Красные уголки глаз у Курта были ярче, чем его рыжие волосы. Губы влажно блестели.
— Мой отец тоже был взрослым, — сказала я, — иначе не служил бы в СС. И он тоже мог бы отливать памятники и расставлять их по всей стране. И мог бы снова и снова выступать в марш-поход по всему миру. Если после войны он в политическом смысле был списан за непригодностью, то в этом не ему каяться. В свое время он пустился маршировать в неправильную сторону, вот и всё.
— В доносчики любой годен, — сказал Курт, — неважно, кому он служил — Гитлеру или Антонеску.
Из-за шрама на большом пальце Курт показался мне похожим на Чертово Чадушко.
— Через несколько лет после Гитлера все они оплакивали Сталина, — сказал Курт. — И с тех пор помогают Чаушеску разводить кладбища по всей стране. Мелкие доносчики не стремятся к высоким партийно-чиновным должностям. Их можно использовать без всяких там церемоний. А члены партии могут пожаловаться, если предложат доносить. По сравнению с беспартийными у них больше возможностей оказать сопротивление.
— Если они этого хотят, — заметила я.
Я с ненавистью смотрела на грязные ногти Курта, так как даже в них было недоверие к Терезе. И с ненавистью — на его скривившийся рот, потому что он меня почти убедил. Даже отрывающуюся пуговицу у него на рубашке я ненавидела — за то, что она висела на нитке.
— Как же надо постараться, чтобы стать таким политически зрелым, как ты, — сказала я.
Оторвав эту болтающуюся пуговицу, я выдернула из нее нитку и сунула в рот. Курт хотел шлепнуть меня по руке, но промазал — оплошал.
— Тебя послушать, так все дело в четкости и определенности, но ты просто всех подозреваешь, — сказала я, чувствуя на языке нитку и зажав в ладони пуговицу. — Однако фотографии ты позволяешь держать у Терезы.
— Ну, этой-то ничего не сделают, если найдут их у нее, — отмахнулся Курт.
— Думаешь, раз ты никому не доверяешь, то и тебя никто не раскусит, — продолжала я.
Курт поглядел на портрет свежей покойницы, на ее платье с оборками и летний зонтик.
— Нет, — сказал он. — Пжеле теперь глаз с нас не спускает.
Я раскусила нитку и проглотила.
— Разве кто-нибудь на свете выбирает себе отца? — спросила я.
Курт сидел, обхватив голову руками.
— Есть люди, которые порвали с отцом, — сказал он.
Я спросила:
— Кто?
Он забарабанил пальцами по пустому столу, звук напоминал тюканье курочек по зеленой доске. Каждый палец выбивал из деревяшки свой, особый, звук.
Я подумала: мы знаем друг друга настолько хорошо, что друг без друга уже не можем обойтись.
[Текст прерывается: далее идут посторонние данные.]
PR #1559, opened 2024-12-20
Improve retrying downloads code and testing

yarikoptic:
Follow up to
- #1558 

- retry on 429 as well
- handle Retry-After as a Date not just seconds (https://developer.mozilla.org/en-US/docs/Web/HTTP/Headers/Date)
- adjust logging of sleeping upon retry - do in a single place

We are into holidays already, so it is understood if review does not come. I will reserve the "right" to merge if there is user demand but likely we could just wait. If anyone sees "clearly" how to improve -- feel welcome to push directly.

### DIFF
--- a/dandi/consts.py
+++ b/dandi/consts.py
@@ -141,7 +141,7 @@ known_instances = {
         "linc-staging",
         "https://staging.lincbrain.org",
         "https://staging-api.lincbrain.org/api",
-    )
+    ),
 }
 # to map back url: name
 known_instances_rev = {
@@ -160,7 +160,7 @@ DRAFT = "draft"
 
 #: HTTP response status codes that should always be retried (until we run out
 #: of retries)
-RETRY_STATUSES = (500, 502, 503, 504)
+RETRY_STATUSES = (429, 500, 502, 503, 504)
 
 VIDEO_FILE_EXTENSIONS = [".mp4", ".avi", ".wmv", ".mov", ".flv", ".mkv"]
 VIDEO_FILE_MODULES = ["processing", "acquisition"]
--- a/dandi/download.py
+++ b/dandi/download.py
@@ -1088,7 +1088,7 @@ def _check_if_more_attempts_allowed(
     downloaded_in_attempt: int,
 ) -> int | None:
     """Check if we should retry the download, return potentially adjusted 'attempts_allowed'"""
-    sleep_amount = random.random() * 5 * attempt
+    sleep_amount: float = -1.0
     if os.environ.get("DANDI_DOWNLOAD_AGGRESSIVE_RETRY"):
         # in such a case if we downloaded a little more --
         # consider it a successful attempt
@@ -1143,17 +1143,9 @@ def _check_if_more_attempts_allowed(
                 sleep_amount,
                 exc,
             )
-        else:
-            lgr.debug(
-                "%s - download failed on attempt #%d: %s, will sleep a bit and retry",
-                path,
-                attempt,
-                exc,
-            )
-    # if is_access_denied(exc) or attempt >= 2:
-    #     raise
-    # sleep a little and retry
-    else:
+    if sleep_amount < 0:
+        # it was not Retry-after set, so we come up with random duration to sleep
+        sleep_amount = random.random() * 5 * attempt
         lgr.debug(
             "%s - download failed on attempt #%d: %s, will sleep a bit and retry",
             path,
--- a/dandi/download.py
+++ b/dandi/download.py
@@ -3,7 +3,8 @@ from __future__ import annotations
 from collections import Counter, deque
 from collections.abc import Callable, Iterable, Iterator, Sequence
 from dataclasses import InitVar, dataclass, field
-from datetime import datetime
+from datetime import UTC, datetime
+from email.utils import parsedate_to_datetime
 from enum import Enum
 from functools import partial
 import hashlib
@@ -1085,7 +1086,7 @@ def _check_if_more_attempts_allowed(
     exc: requests.RequestException,
     attempt: int,
     attempts_allowed: int,
-    downloaded_in_attempt: int,
+    downloaded_in_attempt: int = 0,
 ) -> int | None:
     """Check if we should retry the download, return potentially adjusted 'attempts_allowed'"""
     sleep_amount: float = -1.0
@@ -1122,19 +1123,36 @@ def _check_if_more_attempts_allowed(
             return None
         elif retry_after := exc.response.headers.get("Retry-After"):
             # playing safe
-            if not str(retry_after).isdigit():
-                # our code is wrong, do not crash but issue warning so
-                # we might get report/fix it up
-                lgr.warning(
-                    "%s - download failed due to response %d with non-integer"
-                    " Retry-After=%r: %s",
-                    path,
-                    exc.response.status_code,
-                    retry_after,
-                    exc,
-                )
-                return None
-            sleep_amount = int(retry_after)
+            retry_after = str(retry_after)
+            if retry_after.isdigit():
+                sleep_amount = int(retry_after)
+            else:
+                # else if it is a datestamp like "Wed, 21 Oct 2015 07:28:00 GMT"
+                # we could parse it and calculate how long to sleep
+                try:
+                    retry_after_date = parsedate_to_datetime(retry_after)
+                    current_date = datetime.now(UTC)
+                    difference = retry_after_date - current_date
+                    sleep_amount = int(difference.total_seconds())
+                    if sleep_amount < 0:
+                        lgr.warning(
+                            "%s - date in Retry-After=%r is in the past (current is %r)",
+                            path,
+                            retry_after,
+                            current_date,
+                        )
+                except ValueError as exc_ve:
+                    # our code or response is wrong, do not crash but issue warning
+                    # and continue with "default" sleep logic
+                    lgr.warning(
+                        "%s - download failed due to response %d with non-integer or future date"
+                        " Retry-After=%r: %s with %s upon converting assuming it is a date",
+                        path,
+                        exc.response.status_code,
+                        retry_after,
+                        exc,
+                        exc_ve,
+                    )
             lgr.debug(
                 "%s - download failed due to response %d with "
                 "Retry-After=%d: %s, will sleep and retry",
--- a/dandi/tests/test_download.py
+++ b/dandi/tests/test_download.py
@@ -2,6 +2,8 @@ from __future__ import annotations
 
 from collections.abc import Callable
 from contextlib import nullcontext
+from email.utils import parsedate_to_datetime
+from functools import partial
 from glob import glob
 import json
 import logging
@@ -12,10 +14,13 @@ from pathlib import Path
 import re
 from shutil import rmtree
 import time
+from unittest import mock
 
 import numpy as np
 import pytest
 from pytest_mock import MockerFixture
+import requests
+from requests.exceptions import HTTPError
 import responses
 import zarr
 
@@ -32,6 +37,7 @@ from ..download import (
     PathType,
     ProgressCombiner,
     PYOUTHelper,
+    _check_if_more_attempts_allowed,
     download,
 )
 from ..exceptions import NotFoundError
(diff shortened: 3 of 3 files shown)


dandi/download.py
```diff
@@ -1143,17 +1161,9 @@ def _check_if_more_attempts_allowed(
...
-            lgr.debug(
-                "%s - download failed on attempt #%d: %s, will sleep a bit and retry",
-                path,
-                attempt,
-                exc,
-            )
-    # if is_access_denied(exc) or attempt >= 2:
-    #     raise
-    # sleep a little and retry
-    else:
```
jwodder, line 1156: By removing this `else`, the `lgr.debug()` call on line 1138/1156 will be followed by the call on line 1157/1167, resulting in two similar log messages.

jwodder (changes requested):

dandi/download.py
```diff
@@ -1122,19 +1123,36 @@ def _check_if_more_attempts_allowed(
...
-                    "%s - download failed due to response %d with non-integer"
-                    " Retry-After=%r: %s",
-                    path,
-                    exc.response.status_code,
-                    retry_after,
-                    exc,
-                )
-                return None
-            sleep_amount = int(retry_after)
+            retry_after = str(retry_after)
```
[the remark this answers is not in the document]
yarikoptic: I think it originally was but seems no longer needed... will remove, thanks!

dandi/download.py
yarikoptic: i think it would only be  in the case of non-conformant "retry-after" we would get 3 messages "on the matter"
- "to response %d with non-integer or future date"
- "to response %d with Retry-After"
- the one below.

if there is a good Retry-after, we would get a non-negative value for sleep_amount, and log only at 1138/1156 (but we might want it into `else:` for exception, to not log with /1147) as sleep_amount condition on /1164 would not trigger that other message where we would also define the random sleep.

But for above "3 msgs" I will adjust... thanks!

dandi/download.py
```diff
@@ -1122,19 +1123,36 @@ def _check_if_more_attempts_allowed(
...
+            if retry_after.isdigit():
+                sleep_amount = int(retry_after)
```
candleindark, line 1128: If we are assuming that this client always connect to our trusted DANDI API, I think this is fine, but if we want to want to play even "safer" I think we may want to ensure the `retry_after` string is really a non-negative integer in a decimal expression.

If  `retry_after` is `"²³"` will crash this client at this point. 

This safe guard can be excessive though since we have control of both the client and server.

I think use of `str.isdecimal()` and ensuring the return of `int()` to be non-negative is better.

dandi/download.py
```diff
@@ -1122,19 +1123,36 @@ def _check_if_more_attempts_allowed(
...
+                    # and continue with "default" sleep logic
+                    lgr.warning(
+                        "%s - download failed due to response %d with non-integer or future date"
+                        " Retry-After=%r: %s with %s upon converting assuming it is a date",
+                        path,
+                        exc.response.status_code,
+                        retry_after,
+                        exc,
+                        exc_ve,
+                    )
```
candleindark, line 1155:
```suggestion
                try:
                    retry_after_date = parsedate_to_datetime(retry_after)
                except (ValueError, TypeError) as exc_ve:
                    # our code or response is wrong, do not crash but issue warning
                    # and continue with "default" sleep logic
                    lgr.warning(
                        "%s - download failed due to response %d with non-integer or future date"
                        " Retry-After=%r: %s with %s upon converting assuming it is a date",
                        path,
                        exc.response.status_code,
                        retry_after,
                        exc,
                        exc_ve,
                    )
                else:
                    current_date = datetime.now(timezone.utc)
                    difference = retry_after_date - current_date
                    sleep_amount = int(difference.total_seconds())
                    if sleep_amount < 0:  # todo: `sleep_amount < 0` may not be an error. It the server set a `Retry-After` datetime extremely close and the network is slow, the client may receive the response after the `Retry-After` datetime.
                        lgr.warning(
                            "%s - date in Retry-After=%r is in the past (current is %r)",
                            path,
                            retry_after,
                            current_date,
                        )
```

This suggestion make the try clause 
1. more targeted
2. catches `TypeError`s from `parsedate_to_datetime`. (Try `parsedate_to_datetime('Wed, 21 O3t 2015 07:280 GMT')`)
3. adds a note with a todo comment regarding `sleep_amount < 0`

dandi/download.py
```diff
@@ -1122,19 +1123,36 @@ def _check_if_more_attempts_allowed(
...
             lgr.debug(
                 "%s - download failed due to response %d with "
                 "Retry-After=%d: %s, will sleep and retry",
```
candleindark, line 1158: the "Retry-After=[]" in this log is now insistent and `sleep_amount` may not be a meaningful number if `retry_after` failed to be parsed into a `datetime` object

dandi/download.py
```diff
@@ -1122,19 +1123,36 @@ def _check_if_more_attempts_allowed(
             return None
         elif retry_after := exc.response.headers.get("Retry-After"):
```
candleindark, line 1124: This is not about the changes in this PR. However, since are trying to improve this function, we may as well consider replace `elif` with `if` here. The last `if` clause ended with a `return` statement, so the `elif` here is about confusing.

candleindark: So can be said about the containing `elif` clause at line 1111 at which I can't place a comment.

dandi/download.py
```diff
@@ -1143,17 +1161,9 @@ def _check_if_more_attempts_allowed(
...
-                path,
-                attempt,
-                exc,
-            )
-    # if is_access_denied(exc) or attempt >= 2:
-    #     raise
-    # sleep a little and retry
-    else:
+    if sleep_amount < 0:
+        # it was not Retry-after set, so we come up with random duration to sleep
```
candleindark, line 1165: In the current arrangement, the execution flow can reach here event if `Retry-After` is set. It can be set to an extremely close datetime or some string can't be parsed properly in to a `datetime` object

candleindark (commented):
At this point, `_check_if_more_attempts_allowed` is equally, if not more, about sleeping/waiting before sending out another requests. I think it would be beneficial to rename it, or in some other way, to indicate this nature.

If we want to improve the retrying further, I think we can consider incorporating some well-known and recommended algorithms for retrying requests to a server while avoiding overwhelming it. https://chatgpt.com/share/676f8290-86cc-800a-9aa8-1ad952282d27.

dandi/download.py
yarikoptic: cool, will do `isdecimal`! thanks

dandi/download.py
yarikoptic: why is it confusing?  

for me `elif` is an indicator that the boolean condition could not be satisfied with prior one and is a part of the "chain" of conditions, unlike multiple `if` statements where handling of one could effect condition of the next one.

dandi/download.py
yarikoptic: Thanks!
- added TypeError
- moved unrelated to exception code into `else`
- in my code refactoring I added explicit handling of "near 0" (up to 2 sec) negative sleeps.  if more -- I would consider it to be unlikely a network error, and would issue warning and handle as no Retry-After was provided (helper returns `None`).

dandi/download.py
yarikoptic: sorry, I do not get what `[]` you have in mind since it can't be a list... please rereview when I push changes -- may be the issue is addressed.

dandi/download.py
yarikoptic: "extremely close" should not happen after refactoring.

dandi/download.py
candleindark: I think this is a matter of opinion. I used to prefer the way the code current is. However, I encountered this, https://docs.astral.sh/ruff/rules/superfluous-else-return/, and I started to feel that I prefer the other way. `elif`s of often make me feel that the body of the preceding `if` clause is not ending the entire `if` statement, and `elif` is needed to route the flow of the execution to the body in the `elif` clause based on the conditional expression in the `if` clause. Of course, the feeling is not always right, but I feel that replacing some of the `elif`s with `if` makes the code easier to read.

dandi/consts.py
```diff
@@ -160,7 +160,7 @@ def urls(self) -> Iterator[str]:
 
 #: HTTP response status codes that should always be retried (until we run out
 #: of retries)
-RETRY_STATUSES = (500, 502, 503, 504)
+RETRY_STATUSES = (429, 500, 502, 503, 504)
```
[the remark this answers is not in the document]
yarikoptic: I have centralized analysis of Retry-After and added that to other locations where RETRY_STATUSES is used

dandi/download.py
yarikoptic: ok, replaced with `if` since do not feel too strongly on that here.

dandi/download.py
```diff
@@ -1080,15 +1081,17 @@ def downloads_gen():
...
     attempts_allowed: int,
-    downloaded_in_attempt: int,
+    downloaded_in_attempt: int = 0,
 ) -> int | None:
-    """Check if we should retry the download, return potentially adjusted 'attempts_allowed'"""
-    sleep_amount = random.random() * 5 * attempt
+    """Check if we should retry the download, sleep if still allowed,
+    and return potentially adjusted 'attempts_allowed'
+    """
+    sleep_amount: float = -1.0
```
jwodder, line 1094:
```suggestion
    sleep_amount: float | None = None
```

dandi/download.py
```diff
@@ -1120,45 +1122,26 @@ def _check_if_more_attempts_allowed(
...
-            # playing safe
-            if not str(retry_after).isdigit():
-                # our code is wrong, do not crash but issue warning so
-                # we might get report/fix it up
-                lgr.warning(
-                    "%s - download failed due to response %d with non-integer"
-                    " Retry-After=%r: %s",
+        elif sleep_amount_ := get_retry_after(exc.response):
+            if sleep_amount_ is not None:  # could be 0
+                sleep_amount = sleep_amount_
```
jwodder, line 1127:
```suggestion
        elif (sleep_amount := get_retry_after(exc.response)) is not None:
```

dandi/download.py
```diff
@@ -1120,45 +1122,26 @@ def _check_if_more_attempts_allowed(
...
-                "%s - download failed on attempt #%d: %s, will sleep a bit and retry",
-                path,
-                attempt,
-                exc,
-            )
-    # if is_access_denied(exc) or attempt >= 2:
-    #     raise
-    # sleep a little and retry
-    else:
+    if sleep_amount < 0:
```
jwodder, line 1136:
```suggestion
    if sleep_amount is None:
```

dandi/utils.py
```diff
@@ -890,3 +891,66 @@ def joinurl(base: str, path: str) -> str:
...
+    (over a week), would return None.
+    """
+    if_unparsable = None
+    retry_after = response.headers.get("Retry-After")
+    if retry_after is None:
+        return None
+    sleep_amount: int | None
+    if retry_after.isdecimal():
+        sleep_amount = int(retry_after)
+    else:
```
jwodder, line 912:
```suggestion
    try:
        sleep_amount = int(retry_after)
    except ValueError:
```

dandi/utils.py
```diff
@@ -890,3 +891,66 @@ def joinurl(base: str, path: str) -> str:
...
+def get_retry_after(response: requests.Response) -> Optional[int]:
+    """If provided and parsed ok, returns duration in seconds to sleep before retry.
+
+    If not provided in the response header `Retry-After`, would
+    return None.
+    If parsing fails, or provided date/sleep does not make sense
+    since either too far in the past (over 2 seconds) or in the future
+    (over a week), would return None.
+    """
+    if_unparsable = None
```
jwodder, line 905: This is basically a constant alias.  What's the point of this assignment?  Just get rid of it and change `sleep_amount = if_unparsable` to `sleep_amount = None` (or even `return None`).

dandi/utils.py
```diff
@@ -890,3 +891,66 @@ def joinurl(base: str, path: str) -> str:
...
+                retry_after,
+                exc_ve,
+                if_unparsable,
+            )
+            sleep_amount = if_unparsable
+        else:
+            difference = retry_after_date - current_date
+            sleep_amount = int(difference.total_seconds())
+
+        if sleep_amount:
```
jwodder, line 933: Shouldn't this block be dedented so that integer Retry-Afters also get checked against a week?

dandi/tests/test_download.py
```diff
@@ -1169,3 +1175,91 @@ def test_DownloadDirectory_exc(
     assert dl.dirpath.exists()
     assert dl.fp is None
     assert dl.writefile.read_bytes() == b"456"
+
+
+def test__check_if_more_attempts_allowed():
```
jwodder, line 1180:
```suggestion
def test__check_attempts_and_sleep() -> None:
```

dandi/tests/test_download.py
```diff
@@ -1169,3 +1175,91 @@ def test_DownloadDirectory_exc(
...
+            assert (
+                f(HTTPError(), attempt=2, attempts_allowed=2, downloaded_in_attempt=1)
+                == 3
+            )
+            mock_sleep.assert_called_once()
+            assert mock_sleep.call_args.args[0] >= 0
+
+
+@pytest.mark.parametrize("status_code", [429, 503])
+def test__check_if_more_attempts_allowed_retries(status_code):
```
jwodder, line 1231:
```suggestion
def test__check_attempts_and_sleep_retries(status_code: int) -> None:
```

dandi/tests/test_download.py
```diff
@@ -1169,3 +1175,91 @@ def test_DownloadDirectory_exc(
...
+        # shifted by 2 minutes
+        mock_datetime.datetime.now.return_value = parsedate_to_datetime(
+            "Wed, 21 Oct 2015 07:26:00 GMT"
+        )
+        assert f(HTTPError(response=response), attempt=1, attempts_allowed=2) == 2
+        mock_sleep.assert_called_once()
+        assert mock_sleep.call_args.args[0] == 120
+
+    # we would still sleep some time if Retry-After is not decypherable
+    response.headers["Retry-After"] = "nondecypherable"
```
jwodder, line 1256:
```suggestion
    response.headers["Retry-After"] = "indecipherable"
```

dandi/utils.py
yarikoptic: any benefit?  I could potentially see how it would be more robust but not really "pragmatically"

by doing in `else:` we would avoid potential "while handling exception ... another exception" spaghetti of exceptions.

dandi/utils.py
yarikoptic: yes! will do

dandi/utils.py
yarikoptic: FTR: initially I had it as an option, then saw that I never used it, so moved "into body". Ok, will change as recommended to simplify

dandi/utils.py
jwodder: The purpose of the code is to parse `retry_after` as an integer if possible, and you can do that just with `try: sleep_amount = int(retry_after); except ...`.  Doing a "look before you leap" test with `isdecimal()` wastes CPU cycles and doesn't even exactly align with the set of strings accepted by `int()` (e.g., the latter accepts leading whitespace and negative numbers).

It's just better, more Pythonic code.

yarikoptic:
rerunning windows which puked with

```
FAILED dandi/tests/test_dandiarchive.py::test_parse_api_url_glob[https://gui.dandiarchive.org/#/dandiset/001001/draft/files?location=sub-RAT123/*.nwb-parsed_url1] - requests.exceptions.ConnectionError: ('Connection aborted.', ConnectionResetError(10054, 'An existing connection was forcibly closed by the remote host', None, 10054, None))
```

dandi/download.py
candleindark: I actually think this log statement should be removed entirely. Because of the containing if-statement, this log statement doesn't always get executed for all responses that have a `Retry-After` header. However, at the same time, I think the original intent is to execute this log statement for all responses with a `Retry-After` header. 

We are better off if we just replace the entire if statement:

```python
        if (sleep_amount := get_retry_after(exc.response)) is not None:
            lgr.debug(
                "%s - download failed due to response %d with "
                "Retry-After=%d: %s, will sleep and retry",
                path,
                exc.response.status_code,
                sleep_amount,
                exc,
            )
   ```
with
```python
sleep_amount = get_retry_after(exc.response)
```

and unindent the next log statement as I recommended below.

jwodder (approved):

dandi/utils.py
```diff
@@ -890,3 +891,65 @@ def joinurl(base: str, path: str) -> str:
...
+
+    if sleep_amount:
+        if -2 < sleep_amount < 0:
+            # allow for up to a few seconds delay in us receiving/parsing etc
+            # but otherwise assume abnormality and just return if_unparsable
+            sleep_amount = 0
+        elif sleep_amount < 0:
+            sleep_amount = None
+            lgr.warning(
+                "date in Retry-After=%r is in the past (current is %r). "
```
yarikoptic, line 940:
```suggestion
                "date in Retry-After=%s is in the past (current is %r). "
```

dandi/utils.py
```diff
@@ -890,3 +891,65 @@ def joinurl(base: str, path: str) -> str:
...
+                "Returning %r",
+                retry_after,
+                current_date,
+                sleep_amount,
+            )
+        elif sleep_amount > 7 * 24 * 60 * 60:  # week
+            sleep_amount = None
+            lgr.warning(
+                "date in Retry-After=%r is over a week in the future (current is %r). "
```
yarikoptic, line 949:
```suggestion
                "date in Retry-After=%s is over a week in the future (current is %r). "
```

dandi/download.py
yarikoptic: thanks! done that, pushed

dandi/download.py
```diff
@@ -1143,22 +1131,15 @@ def _check_if_more_attempts_allowed(
...
+    if sleep_amount is None:
+        # it was not Retry-after set, so we come up with random duration to sleep
+        sleep_amount = random.random() * 5 * attempt
         lgr.debug(
-            "%s - download failed on attempt #%d: %s, will sleep a bit and retry",
+            "%s - download failed on attempt #%d: %s, will sleep %f and retry",
             path,
             attempt,
             exc,
+            sleep_amount,
```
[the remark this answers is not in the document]
yarikoptic: ok, makes sense, dedenting the log so we always log how long we are to sleep, not only if random amount due to no Retry-After. I did remove that other log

А ведь легко могло случиться, что каждый из нас нашел бы себе других друзей, если бы Лола умерла не в шкафу.
— Пойди к зубному, — сказала я. — Тебе завидно — ведь нам-то никто не может помочь.
Курт ответил:
— Вот и ты понемногу впадаешь в детство.
Потом же сам чисто ребяческим просительным жестом протянул мне ладонь. Но я сунула пуговицу в рот:
— Пусть остается у меня, ты потеряешь. — Пуговица постукивала о мои зубы.
— Где куриная маета? — спросил Курт.
Я написала маме о своем увольнении. Это письмо она получила уже на следующий день. А еще через день пришел ответ: «Знаю, односельчане мне сказали. В пятницу приеду в город утренним поездом».
Я написала ей: «Слишком рано, я не смогу встретить тебя на вокзале. В десять часов буду ждать у фонтана».
Никогда еще письма не доставлялись так быстро.
Мама приехала в город рано утром. Мы встретились у фонтана. На обеих руках у мамы висело по корзине, пустой; возле ног стояла сумка, полная. У фонтана мама поцеловала меня, даже не поставив корзины на землю.